Trump propõe ‘ONU paralela’ com financiamento bilionário e controle sobre decisões, gerando temor de enfraquecimento da ONU
O presidente dos Estados Unidos, Donald Trump, lançou a proposta de um “Conselho da Paz” para atuar na manutenção da paz e na reconstrução da Faixa de Gaza, e potencialmente em outros conflitos internacionais. A iniciativa, que convida líderes de cerca de 60 países – incluindo o presidente Lula – tem gerado receio na comunidade internacional de que possa enfraquecer o papel da Organização das Nações Unidas (ONU).
De acordo com o estatuto do conselho, Trump terá mandato vitalício como presidente do grupo. Países que desejarem um assento permanente deverão contribuir com US$ 1 bilhão (R$ 5,37 bilhões), recursos que serão administrados pelo próprio Trump. Argentina, Hungria e Marrocos já aceitaram o convite, enquanto o Brasil ainda avalia a proposta.
A iniciativa tem causado preocupação entre autoridades, principalmente na Europa. Diplomatas expressaram o temor de que o conselho possa minar a ONU. “É uma ‘Nações Unidas de Trump’ que ignora os princípios fundamentais da Carta da ONU”, afirmou um diplomata, em declaração à Reuters.
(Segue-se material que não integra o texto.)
PR #1120, opened 2020-06-14
Make log_server setting work again and remove log_payloads

rchl:
This setting was not used anywhere, instead log_debug controlled logging
in the panel.

Change default to False and make it control the log panel logging.

### DIFF
--- a/docs/troubleshooting.md
+++ b/docs/troubleshooting.md
@@ -1,6 +1,6 @@
 ## Self-help instructions
 
-Enable LSP logging: In LSP Settings enable the `log_debug` setting and `log_payloads` if needed.
+Enable LSP logging: In LSP Settings enable the `log_debug` setting.
 Enable server logging: set `log_server` and `log_stderr` to `true`
 Restart Sublime and open the console (``ctrl+` ``) to see the additional logging.
 If you believe the issue is with this package, please include the output from the Sublime console in your issue report!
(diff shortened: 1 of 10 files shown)


docs/troubleshooting.md
```diff
@@ -1,6 +1,6 @@
 ## Self-help instructions
 
-Enable LSP logging: In LSP Settings enable the `log_debug` setting and `log_payloads` if needed.
+Enable LSP logging: In LSP Settings enable the `log_debug` setting.
 Enable server logging: set `log_server` and `log_stderr` to `true`
 Restart Sublime and open the console (``ctrl+` ``) to see the additional logging.
```
rwols, line 5: This should probably say: Run LSP: Toggle Log Panel from the command palette. No restart is needed.

plugin/core/windows.py
```diff
@@ -666,7 +666,7 @@ def __init__(self, manager: WindowManager, server_name: str) -> None:
         self._manager = ref(manager)
         self._server_name = server_name
 
-    def log(self, message: str, params: Any, log_payload: bool) -> None:
+    def log(self, message: str, params: Any, log_payload: Optional[bool] = True) -> None:
```
rwols, line 669: The type of log_payloads should be `bool` and its default value should be `False`.

rchl: Why default `False`? Then we have to pass `True` in most cases where now we can just skip it.
Do you want thing more explicit?

rwols: Right, sorry, I think I need more coffee. I only have a problem with the Optional. That makes the type have 3 values whereas 2 possible values should be sufficient. The default should stay `True`.

PR #1121, opened 2020-06-14
Create a websocket logger for using with external log parsing tool

rchl:
- Change log_server setting from boolean to a list of logger types (boolean still supported for backward-compatibility)
- Use a simple, third party websocket server. The only one I found that didn't require async / coroutines support.

It can be tested together with https://lsp-log-parser.netlify.app/ (which hopefully is self-explanatory).

Note: There is no limit on the number of messages that the browser app can receive so it will just keep collecting all and memory usage can get out of hand probably, if left unattended. :)

Also, I think I've gotten ST to kinda freeze temporarily when typing a lot and sending a lot of messages quickly but haven't reproduced that lately. I need to stress-test it a bit more and verify that I'm using the server correctly.


rchl:
Updated linters on CI to latest versions as it was hard to fix issues when different ones were reported locally.

mypy.ini
```diff
@@ -8,3 +8,7 @@ mypy_path = stubs
 [mypy-tests]
 check_untyped_defs = True
 disallow_untyped_defs = False
+
+[mypy-third_party.*]
+ignore_errors = True
+ignore_missing_imports = True
```
rchl, line 14: This was supposed to help for linting issue when importing the module but it didn't so I had to add ` # type: ignore` there anyway.

rwols:
When I set server_log to ["panel", "remote"], and then open your link, and then press CTRL+D, I get this:

Screenshot from 2020-06-15 17-16-53

rchl:
That's normal state for when the server is not started or can't be connected to. I can try on Linux later in case it's something Linux specific.

rchl:
Btw log_server, not server_log but I guess it was just a typo.

rwols:
There's no indication that something is not starting from ST's console or the server log panel. So I'm kind of at a loss on how to debug this.

rchl:
A silly mistake during last-minute refactoring. Will push a fix in a minute.

A debug message is printed for it though:
```
LSP: Invalid logger type (remote) specified for log_server settings
```

Might be hard to see in the sea of other useless debug messages ;)

plugin/core/windows.py
```diff
@@ -739,3 +756,145 @@ def _format_request(self, direction: str, method: str, request_id: Any) -> str:
...
+                    raise ex
+        self._start_server()
+
+    def _start_server(self) -> None:
+        if RemoteLogger._ws_server:
+            def start_async() -> None:
+                if RemoteLogger._ws_server:
+                    RemoteLogger._ws_server.run_forever()
+            RemoteLogger._ws_server_thread = threading.Thread(target=start_async)
+            RemoteLogger._ws_server_thread.start()
```
rwols, line 791: I am allergic to threads. This seems to be starting a thread for every logger, in other words for every session. Is it not the intention that there is only one thread running for the entire application instead?

plugin/core/windows.py
```diff
@@ -739,3 +756,145 @@ def _format_request(self, direction: str, method: str, request_id: Any) -> str:
...
+
+class RemoteLogger(Logger):
+    PORT = 9981
+    DIRECTION_OUTGOING = 1
+    DIRECTION_INCOMING = 2
+    _ws_server = None  # type: Optional[WebsocketServer]
+    _ws_server_thread = None  # type: Optional[threading.Thread]
+
+    def __init__(self, manager: WindowManager, server_name: str) -> None:
+        self._manager = ref(manager)
```
rwols, line 769: Where is this member variable used?

plugin/core/windows.py
```diff
@@ -739,3 +756,145 @@ def _format_request(self, direction: str, method: str, request_id: Any) -> str:
...
+
+    def _start_server(self) -> None:
+        if RemoteLogger._ws_server:
+            def start_async() -> None:
+                if RemoteLogger._ws_server:
+                    RemoteLogger._ws_server.run_forever()
+            RemoteLogger._ws_server_thread = threading.Thread(target=start_async)
+            RemoteLogger._ws_server_thread.start()
+
+    def _stop_server(self) -> None:
```
rwols, line 793: Should this not be called in a `__del__` somewhere?

third_party/websocket_server/websocket_server.py
```diff
@@ -0,0 +1,370 @@
...
+        GUID = '258EAFA5-E914-47DA-95CA-C5AB0DC85B11'
+        hash = sha1(key.encode() + GUID.encode())
+        response_key = b64encode(hash.digest()).strip()
+        return response_key.decode('ASCII')
+
+    def finish(self):
+        self.server._client_left_(self)
+
+
+def encode_to_UTF8(data):
```
rwols, line 353: Note to self: could re-use `_encode` and `_decode` functions from plugin/core/transports.py here.

plugin/core/sessions.py
```diff
@@ -428,7 +428,7 @@ def get_plugin(name: str) -> Optional[Type[AbstractPlugin]]:
 
 class Session(Client):
 
-    def __init__(self, manager: Manager, logger: Logger, workspace_folders: List[WorkspaceFolder],
+    def __init__(self, manager: Manager, loggers: List[Logger], workspace_folders: List[WorkspaceFolder],
```
rwols, line 431: I'm not a fan of this list-of-loggers approach :/ We could just as well have a ListLogger class that delegates all of the methods to all of its subloggers.

(untested)
```python
class ListLogger(Logger):
    def __init__(self) -> None:
        self._loggers = []  # type: List[Logger]

    def append(self, logger: Logger) -> None:
        self._loggers.append(logger)

    def _foreach(self, method: str, *args: Any) -> None:
        for logger in self._loggers:
            getattr(logger, method)(*args)

    def outgoing_response(self, *args: Any) -> None:
        self._foreach("outgoing_response", *args)

    def outgoing_error_response(self, *args: Any) -> None:
        self._foreach("outgoing_error_response", *args)

    def outgoing_request(self, *args: Any) -> None:
        self._foreach("outgoing_response", *args)

    def outgoing_notification(self, *args: Any) -> None:
        self._foreach("outgoing_notification", *args)

    def incoming_response(self, *args: Any) -> None:
        self._foreach("incoming_response", *args)

    def incoming_request(self, *args: Any) -> None:
        self._foreach("incoming_request", *args)

    def incoming_notification(self, *args: Any) -> None:
        self._foreach("incoming_notification", *args)
```

Also untested _create_loggers modification:
```python
    def _create_loggers(self, config_name: str) -> Logger:
        logger_map = {
            "panel": PanelLogger,
            "remote": RemoteLogger,
        }
        loggers = []
        for logger_type in settings.log_server:
            if logger_type not in logger_map:
                debug("Invalid logger type ({}) specified for log_server settings".format(logger_type))
                continue
            loggers.append(logger_map[logger_type])
        if len(loggers) == 0:
            return ListLogger()  # logs nothing
        elif len(loggers) == 1:
            return loggers[0](self, config_name)
        else:
            logger = ListLogger()
            for logger_type in loggers:
                logger.append(logger_type(self, config_name))
            return logger
```

plugin/core/windows.py
rchl: `_ws_server` is a (static) class property so it's only initialized once.

plugin/core/windows.py
rchl: It probably isn't.

plugin/core/windows.py
rwols: But `_start_server` is always called in `__init__` of `RemoteLogger`? Should that not be behind an if-condition?

plugin/core/windows.py
rchl: Since it's initalialized once per however many sessions, it can't be stopped on any particular session being destroyed. It could only be stopped when all active sessions have been stopped but I'm not sure how to hook into that. Probably would require your session changes anyway?

plugin/core/sessions.py
rchl: To be clear, uou are not a fan of this implementation but you are OK with user-facing changes to `log_server` setting?

I'm OK with your suggestion although all I think of when seeing it is "more lines of code".

plugin/core/windows.py
rchl: The `if` condition could be there but `if RemoteLogger._ws_server:` check here makes sure it works like that. I can move the check there, I agree it makes sense.

plugin/core/sessions.py
rwols: Apologies for the confusion. I'm certainly OK with user-facing changes to log_server. The remote logging is pretty cool. I just don't agree with changing Session and Client for this. My proposed changes would keep Client as-is. It's perhaps more lines of code, but the functionality (doing stuff for a list-of-loggers) is contained in a single object.

plugin/core/windows.py
rchl: Removed.

(That also reminded me that I need to add handling for logging server's stderr.

plugin/core/windows.py
rchl: Done

rchl:
reverted the merge. Will re-do.

PR #1160, opened 2020-06-24
Merge DocumentSyncListener and HoverHandler

rwols:
The disabled_capabilities check is now also not cached. So if you update disabled_capabilities in your settings, you will see the effect immediately.

### DIFF
--- a/plugin/documents.py
+++ b/plugin/documents.py
@@ -60,8 +60,7 @@ class DocumentSyncListener(LSPViewEventListener, AbstractViewListener):
     def __del__(self) -> None:
         self._clear_async()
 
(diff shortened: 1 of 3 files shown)


plugin/documents.py
```diff
@@ -159,3 +160,10 @@ def on_query_context(self, key: str, operator: int, operand: Any, match_all: boo
 
     def __str__(self) -> str:
         return str(self.view.id())
+
+    def on_hover(self, point: int, hover_zone: int) -> None:
```
rchl, line 164: Would try to move it to a better position in the file :)

rwols: Is 36d1af3 better?

PR #1161, opened 2020-06-24
Merge ColorListener and DocumentSyncListener

rwols:


plugin/documents.py
```diff
@@ -102,6 +112,15 @@ def on_activated_async(self) -> None:
...
             self._register_async()
 
+    def on_modified_async(self) -> None:
+        sel = self.view.sel()
+        if len(sel) < 1:
+            return
+        current_point = sel[0].b
+        if self._stored_point != current_point:
+            self._stored_point = current_point
+            debounced(self._do_document_color, 800, lambda: self._stored_point == current_point, async_thread=True)
```
rchl, line 122: Can we avoid debouncing entirely when colorProvider is disabled (even if we have to check settings twice)?

rwols: Done in 0a0bd9b

plugin/documents.py
```diff
@@ -149,13 +171,27 @@ def on_hover(self, point: int, hover_zone: int) -> None:
...
         self.view.run_command("lsp_hover", {"point": point})
 
+    # --- textDocument/documentColor -----------------------------------------------------------------------------------
+
+    def _do_color_boxes_async(self) -> None:
+        session = self.session("colorProvider")
+        if session:
+            session.send_request(Request.documentColor(document_color_params(self.view)), self._on_color_boxes)
+
+    def _on_color_boxes(self, response: Any) -> None:
```
rchl, line 181: This also runs on async thread (not ST's own async thread though).

rwols: Yeah. I don't know what to do with these kinds of callbacks. I'm thinking of also running all response handlers on ST's async thread to obtain a more serialized state of the plugin. Because if everything runs on ST's async thread, we don't really need locks anymore.

PR #1163, opened 2020-06-24
Merge LspCodeActionsListener and DocumentSyncListener

rwols:


rchl:
Code actions test fail because it tries to import `LspCodeActionsListener`.

rwols:
We should start linting the test files too.

plugin/documents.py
```diff
@@ -63,6 +69,9 @@ def run() -> None:
 
 class DocumentSyncListener(LSPViewEventListener, AbstractViewListener):
 
+    ACTIONS_ANNOTATION_KEY = "lsp_action_annotations"
+    code_actions_debounce_time = 800
```
rchl, line 73: Probably would make sense to have those timeout defined here to have a good overview

PR #1164, opened 2020-06-25
Fix: respect tabs when applying TextEdits

rwols:
I couldn't find a way to make view.insert or view.replace to respect tabs. We have to temporarily change view setting.

### DIFF
--- a/plugin/edit.py
+++ b/plugin/edit.py
@@ -2,7 +2,20 @@ import sublime
 import sublime_plugin
 from .core.edit import sort_by_application_order, TextEdit
 from .core.logging import debug
-from .core.typing import List, Dict, Optional, Any
+from .core.typing import List, Dict, Optional, Any, Generator
+from contextlib import contextmanager
+
+
+@contextmanager
+def temporary_view_setting(view: sublime.View, key: str, value: Any) -> Generator[None, None, None]:
+    settings = view.settings()
+    previous_value = settings.get(key)
+    settings.set(key, value)
+    yield
+    if previous_value is None:
+        settings.erase(key)
+    else:
+        settings.set(key, previous_value)
 
 
 class LspApplyWorkspaceEditCommand(sublime_plugin.WindowCommand):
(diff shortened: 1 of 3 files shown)


plugin/edit.py
```diff
@@ -2,7 +2,20 @@
...
+@contextmanager
+def temporary_view_setting(view: sublime.View, key: str, value: Any) -> Generator[None, None, None]:
+    settings = view.settings()
+    previous_value = settings.get(key)
+    settings.set(key, value)
+    yield
+    if previous_value is None:
+        settings.erase(key)
+    else:
+        settings.set(key, previous_value)
```
rchl, line 18: In case `translate_tabs_to_spaces: true` is set in global preferences, the `settings.get()` will return `True`, not `None`. So then we'll also keep the `True` value set on the view while it wasn't really set initially.

My point: I think it makes sense to always erase. At least we won't leave view-local setting behind on all views that were saved.

rchl: And I suppose for this example it doesn't matter if `translate_tabs_to_spaces` is set to `True` initially.
It will be always either True or False unless somehow the user is missing default settings.

plugin/edit.py
```diff
@@ -40,30 +53,21 @@ class LspApplyDocumentEditCommand(sublime_plugin.TextCommand):
...
                 if version is not None and version != view_version:
                     debug('ignoring edit due to non-matching document version')
                     continue
                 region = sublime.Region(self.view.text_point(*start), self.view.text_point(*end))
-
-                if start[0] > last_row and newText[0] != '\n':
+                if start[0] > last_row and replacement[0] != '\n':
                     # Handle when a language server (eg gopls) inserts at a row beyond the document
                     # some editors create the line automatically, sublime needs to have the newline prepended.
                     debug('adding new line for edit at line {}, document ended at line {}'.format(start[0], last_row))
```
rchl, line 69: Should we remove this debug message now? The bug is fixed, not sure if there is any point in logging it now.

plugin/edit.py
```diff
@@ -40,30 +53,21 @@ class LspApplyDocumentEditCommand(sublime_plugin.TextCommand):
...
-
-    def apply_change(self, region: sublime.Region, newText: str, edit: Any) -> None:
-        if region.empty():
-            self.view.insert(edit, region.a, newText)
-        else:
-            if len(newText) > 0:
-                self.view.replace(edit, region, newText)
-            else:
-                self.view.erase(edit, region)
+                    self.view.replace(edit, region, replacement)
```
rchl, line 73: I wonder if using always "replace" can have some bearing on cursor placement...

rwols: Didn't want to find out. Reverted it.

plugin/edit.py
rwols: Remobved in 4638808 (huh, only numbers. What are the odds?)

plugin/edit.py
rwols: Oh I see what you mean. This might indeed be problematic.

rchl: I'm fine with this PR if you update this to the version that you've posted on Discord.

PR #1165, opened 2020-06-25
Fix completions not being requested from server in some cases

rchl:
When "on_query_completions" has been triggered before session has
been initialized (for example on start of ST), then the initialize()
has not seen the session yet and has disabled the completions
for the rest of the session for that file.

Fix by not storing "initialized" or "ready" state and instead handle
"initialize" (renamed to "apply_view_settings") on every request to
"on_query_completions".

To make that work nicely, also fixed issue with "auto_complete_triggers"
values being duplicated. Those values are stored in STs session so after
restarting ST, we would add duplicate entries to that list.
With "apply_view_settings" running on each completion request now that
would become even worse.


rchl:
> The real fix would be to move the settings manipulation to the `SessionView`

I feel those changes will just make it easier.

Issue #1029, opened 2020-05-07
Long log messages should be trimmed


genericptr:
Using the document/workspace symbol commands it's possible send payloads of many megabytes which is viewed in the LSP log panel will halt the program. These long messages should be identified and trimmed down to show only the first portion.

rwols:
Kind of fixed with #1167. However, that PR doesn't "cut off" the string, but rather replaces it with the string "<params with X characters>". But, if you need more serious logging I suggest you look into the remote logger from @rchl.

PR #1167, opened 2020-06-26
Log panel improvements

rwols:
- Don't print param payload if it exceeds 8k chars (can be modified).
- Do debounced logging to improve performance.
- Do not convert to JSON, send it to the plugin host, and then convert
  it back into a dict, only to then convert it to a JSON string again.
  Instead maintain a queue of log messages to be handled.
  This also unclutters the console when investigating commands with
  sublime.log_commands(True).

resolves https://github.com/sublimelsp/LSP/issues/1029

### DIFF
--- a/plugin/core/windows.py
+++ b/plugin/core/windows.py
@@ -5,6 +5,7 @@ from .diagnostics import DiagnosticsStorage
 from .logging import debug
 from .logging import exception_log
 from .message_request_handler import MessageRequestHandler
+from .panels import update_server_panel
 from .protocol import Error
 from .rpc import Logger
 from .sessions import get_plugin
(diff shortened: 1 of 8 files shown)


plugin/core/windows.py
```diff
@@ -393,12 +382,14 @@ def stderr_message(self, message: str) -> None:
...
-    def log(self, message: str, params: Any, log_payload: bool = True) -> None:
+    def log(self, message: str, params: Any) -> None:
 
         def run_on_async_worker_thread() -> None:
             nonlocal message
-            if log_payload:
-                message = "{}: {}".format(message, params)
+            params_str = str(params)
+            if len(params_str) >= settings.log_max_size:
+                params_str = '<params with {} characters>'.format(len(params_str))
```
rwols, line 391: Hmm, this diff strips away all the information. The linked issue tells to "cut off" the params. That is however not possible given that we're highlighting it. It would screw up the syntax parser.

We could disable highlighting the params.

rchl:
Good stuff but I'm not sure I'm seeing how anything changed in this regard:

> Do not convert to JSON, send it to the plugin host, and then convert
it back into a dict, only to then convert it to a JSON string again.

Isn't the same is still happening, just not for every message?

rwols:
> Isn't the same is still happening, just not for every message?

When you pass arguments to `view.run_command`, or `window.run_command`, or `sublime.run_command`, then the arguments have to be convertible to JSON. Sublime then actually converts the args to JSON. It then looks up the appropriate TextCommand/WindowCommand/ApplicationCommand instance. Then it decodes the JSON to a Python object. And then it invokes the command in Python land.

This is also the reason why you can't pass arbitrary Python objects as arguments to an ST command.

rchl:
Yes, my point was that it still does it (run `lsp_update_server_panel`), just less often

PR #1170, opened 2020-06-28
Rework diagnostics

### LINKED ISSUE #852: other value for auto_show_diagnostics_panel: when_no_other_panel_visible
Currently, the only possible values for `auto_show_diagnostics_panel` are `never`, `always` and `saved`. It'd be nice if there was an other value, maybe `when_no_other_panel_visible` maybe (this name isn't the best, but I don't have a better idea).

The idea is to only show the diagnostic panel *if no other panel is already visible*. This is especially important when using build systems. I build my python code, and then as soon as I save, the build result is hidden by the diagnostics (it's even worse because I have `save_on_focus_lost` set to `true`).

The workflow I would like to have is something like this:

- diagnostic are shown as soon as I open the file
- I write code
- I build my file
- the build result prevents the diagnostics from showing up
- I press escape to hide the build results
- the diagnostic panel is now shown
- if I decide to re-show the build results, then the diagnostic panel isn't forced onto me, it just waits.

The behavior should be exactly the same for any other panel (eg the console).

It should be really easily to implement: just make sure `window.active_panel()` is `None` before showing the diagnostics.

In fact, this `when_no_other_panel_visible` could work with `always` and `saved`, so maybe have the allowed values could be something like:

- `never`
- `saved`
- `saved:when_no_other_panel_visible`
- `always`
- `always:when_no_other_panel_visible`

I'd be happy to contribute that feature if the maintainers think it's a good idea :slightly_smiling_face:

### LINKED ISSUE #858: Option to disable validation underline and hover
Similar to https://github.com/sublimelsp/LSP/issues/762 but not looking to disable completely, just the underline (and hover) in the document.  Since the gutter mark can be disabled, why not the underline?

As far as I can tell, the capabilities provided by linters can go well beyond what the language servers provide in terms of identifying (and fixing) code style type issues.  If not disabling entirely, disabling underline (and hover) would eliminate the "collision"/duplication issues.  Would be especially useful if configurable by language.

FWIW, VSCode provides options to disable validations for languages.  Examples for Javascript and CSS:

image

image

### LINKED ISSUE #1089: Increase the delay of checking
Hello,

It could be great to increase (or let the user decide) the delay of checking, because right now, having an kind of instant feedback when you're typing your code is quite disturbing for me/my eyes.

I would like to have a feedback when nothing happens (no type, like a debounce) after 2s for instance.

Thank you!

tl;dr: start checking after 2s using debounce.

### LINKED ISSUE #1130: Change diagnostics "underline" to distinguish between squiggly and straight
One of the things that bothers me is how `highlight` can distinguish between `squiggly` and `underline`, but for diagnostics, it's `underline` which is **actually** squiggly:
Screen Shot 2020-06-15 at 7 48 56 PM

```
// [LSP.sublime-settings]
// Highlighting style of code diagnostics.
// Valid values are "underline" or "box"
"diagnostics_highlight_style": "underline",
```

It'd be amazing if there was an ability to make diagnostics be solid underlines, not squiggly underlines. I've tried poking through the source code but python is a bit hard to navigate imo.

### LINKED ISSUE #1155: "View not found for ..." after closing file
After we send `textDocument/didClose`, servers like to send back `textDocument/publishDiagnostics` with empty diagnostics which causes a debug log to trigger - `view not found for ...` from `DiagnosticsPresenter.update`. I haven't investigated best way to fix it. The easy way could be to just remove the log but maybe we should rather unregister something on `didClose`.

rwols:
- Put the storage in the SessionBuffer class.
- Add delay setting.
- Add extra delay setting when the completion widget is visible
- Allow an empty string for the diagnostics style to suppress in-line
  diagnostics.
- Don't print a debug statement when a view is not found.
- Do not manipulate the diagnostics panel when another panel is visible.

Resolves #852
Resolves #858
Resolves #1089
Resolves #1155
Resolves #1130

This is still a WIP.

- [x] Diagnostics panel functionality
- [x] In-line diagnostics functionality
- [x] Hover popup shows diagnostics
- [x] Diagnostics cursor
- [x] Diagnostic in status bar
- [x] Figure out what to do with the project path prefix
- [x] Test clearing diagnostics with "LSP: Clear Diagnostics" command (do we even need this?)


rchl:
Maybe it's expected at this stage but just wanted to say that testing this with:
```
"diagnostics_delay": 2000,
"diagnostics_additional_delay_auto_complete": 1000,
```
and it seems quite erratic in that the diagnostics don't show for newly typed text that contains errors. I have to reopen the file for them to show up.

rchl:
> Test clearing diagnostics with "LSP: Clear Diagnostics" command (do we even need this?)

Kill it!

LSP.sublime-settings
```diff
@@ -56,9 +56,22 @@
...
+  // number). The delay will only kick into action when previously there were
+  // no diagnostics in the view. If there were previous diagnostics in the view,
+  // then the delay setting here is ignored and diagnostics are updated
+  // immediately.
+  "diagnostics_delay": 0.0,
+
+  // Add an additional delay when presenting diagnostics, and when the
+  // auto-complete widget is currently visible. See the setting
+  // "diagnostics_delay".
+  "diagnostics_additional_delay_auto_complete": 0.0,
```
rchl, line 69: Not clear to me if this value is treated as an extra on top of `diagnostics_delay` or should generally be bigger than the `diagnostics_delay`.

Also, the defaults here don't match the code in types.py.

rchl:
> Maybe it's expected at this stage but just wanted to say that testing this with:

Oh, it's seconds, not milliseconds...

rwols:
> Oh, it's seconds, not milliseconds...

Yes. Perhaps that's too confusing? The other, existing "duration" settings are in milliseconds.

rchl:
Then following existing convention would be better. And have `_ms` suffix for those.

rwols:
> Then following existing convention would be better. And have _ms suffix for those.

`diagnostics_delay_ms` is now in milliseconds, as well as `diagnostics_additional_delay_auto_complete_ms`. I've clarified in LSP.sublime-settings that the two are added together.

LSP.sublime-settings
```diff
@@ -56,9 +56,26 @@
   // hint: 4
   "show_diagnostics_severity_level": 4,
 
+  // Delay showing diagnostics by this many milliseconds.
+  // The delay will only kick into action when previously there were
+  // no diagnostics in the view. If there were previous diagnostics in the view,
+  // then the delay setting here is ignored and diagnostics are updated
+  // immediately.
+  "diagnostics_delay_ms": 0,
```
rchl, line 64: I think that this should be set to some decent value by default. Unless you feel that it's not finished or something (I haven't had a chance to try it out properly yet).

PR #1174, opened 2020-07-03
Add diagnostic panel severity level setting

willrowe:
This adds the `diagnostics_panel_include_severity_level` setting, which allows the diagnostics shown in the panel to be controlled independently from the ones shown in the code itself, which uses the `show_diagnostics_severity_level` setting.

This seems to be the least complex way to accomplish what I mentioned [on Discord](https://discord.com/channels/280102180189634562/645268178397560865/725710727712604171). While I may want to show hints and info level diagnostics in the code, which can be extremely helpful, I only want the diagnostic panel to be shown when I save a file and there are warning or error level diagnostics that would cause the code to not run. The `auto_show_diagnostics_panel_level` setting helps control when the panel is shown, but since the panel currently shows _all_ diagnostics that meet the `show_diagnostics_severity_level` setting from _all_ open files, it is very difficult to quickly grok what errors and warnings there are, since there can be a lot of info and hint level diagnostics.

The default for the new `diagnostics_panel_include_severity_level` setting matches the default value for the `show_diagnostics_severity_level` setting, but it may be a good idea to also have this set to whatever the user setting is when they update so that it does not unexpectedly start showing more diagnostics for users that have `show_diagnostics_severity_level` set to a value lower than `4`. I am not sure if that is possible or where to do it though.

### DIFF
--- a/LSP.sublime-settings
+++ b/LSP.sublime-settings
@@ -41,6 +41,13 @@
   // hint: 4
   "auto_show_diagnostics_panel_level": 2,
 
+  // Only show diagnostics in the panel with a severity equal to or less than:
+  // error: 1
+  // warning: 2
+  // info: 3
+  // hint: 4
+  "diagnostics_panel_include_severity_level": 4,
+
   // Show errors and warnings count in the status bar
   "show_diagnostics_count_in_view_status": false,
 
--- a/LSP.sublime-settings
+++ b/LSP.sublime-settings
@@ -41,13 +41,6 @@
   // hint: 4
   "auto_show_diagnostics_panel_level": 2,
 
-  // Only show diagnostics in the panel with a severity equal to or less than:
-  // error: 1
-  // warning: 2
-  // info: 3
-  // hint: 4
-  "diagnostics_panel_include_severity_level": 4,
-
   // Show errors and warnings count in the status bar
   "show_diagnostics_count_in_view_status": false,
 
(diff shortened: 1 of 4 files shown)


rwols:
Sorry for the delay on this. It looks good to me, but I'd like to get #1170 merged before this.

willrowe:
Sounds good.

Any thoughts on how to migrate the default value for this setting based on the current value set for `show_diagnostics_severity_level`?

rwols:
> Any thoughts on how to migrate

Well, it's just a simple global setting. I'll add it to the release notes and that should be sufficient.

willrowe:
Ok, works for me.

rwols:
Please merge with the updated base branch. The diagnostics logic is moved to session_buffer.py, so you probably need to put your logic there now.

willrowe:
It has been rebased.

LSP.sublime-settings
```diff
@@ -41,6 +41,13 @@
   // hint: 4
   "auto_show_diagnostics_panel_level": 2,
 
+  // Only show diagnostics in the panel with a severity equal to or less than:
+  // error: 1
+  // warning: 2
+  // info: 3
+  // hint: 4
+  "diagnostics_panel_include_severity_level": 4,
```
rwols, line 49: I think it's better if this setting were placed just under "show_diagnostics_severity_level".

rwols: Moreover, clarify in "show_diagnostics_severity_level" that it only applies to the squiggly lines (and the gutter icons).

plugin/session_buffer.py
```diff
@@ -181,7 +181,7 @@ def on_diagnostics_async(self, raw_diagnostics: List[Dict[str, Any]], version: O
                     total_errors += 1
                 elif diagnostic.severity == DiagnosticSeverity.Warning:
                     total_warnings += 1
-                if diagnostic.severity <= settings.show_diagnostics_severity_level:
+                if diagnostic.severity <= settings.diagnostics_panel_include_severity_level:
```
rwols, line 184: Ah yes. Life can be so simple sometimes :)

LSP.sublime-settings
willrowe: Done.

willrowe:
Thanks @rwols!

PR #1175, opened 2020-07-03
Import typing based on version rather than try/except

rchl:
We know exactly from which python version "typing" import is available
so no need to try and catch.

This also makes pyright type checker work well with the code base.


rwols:
Perhaps this can also go in the master branch?

rchl:
Sure.

PR #1180, opened 2020-07-08
Add a dev command to parse VSCode package.json files

rwols:
for setting up language server helpers.

### DIFF
--- a/Commands/Default.sublime-commands
+++ b/Commands/Default.sublime-commands
@@ -16,6 +16,10 @@
         }
     },
     {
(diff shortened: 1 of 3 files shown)


rchl:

Um alto funcionário da ONU, embora evite comentar diretamente o plano, ressaltou a importância da organização como a única instituição com capacidade moral e legal para reunir todas as nações. “E se questionarmos isso… retrocedemos para tempos muito, muito sombrios”, alertou Annalena Baerbock, presidente da Assembleia Geral das Nações Unidas, à Sky News. Trump é conhecido por suas críticas a instituições multilaterais, questionando sua eficácia, custo e responsabilidade.
Oliver Stuenkel, professor de Relações Internacionais da Fundação Getulio Vargas (FGV), aponta falhas na estrutura proposta. Segundo ele, a exigência de US$ 1 bilhão por assento permanente e a administração dos recursos por Trump levantam dúvidas sobre transparência e controle das decisões. “O arranjo reflete uma abordagem personalista e unilateral, concentrando poder na figura de Trump, que teria influência decisiva e poder de veto sobre o funcionamento do órgão”, explica Stuenkel. “Há um temor real de que o Conselho se torne uma espécie de ONU paralela, controlada pelos Estados Unidos.”
Além disso, Stuenkel destaca possíveis conflitos de interesse, já que Trump nomeou seu genro, Jared Kushner, e o conselheiro Steve Witkoff para a estrutura, ambos com interesses empresariais na região de Gaza. Enquanto isso, a ONU alerta para a grave situação humanitária em Gaza, independentemente da criação de novos fóruns políticos.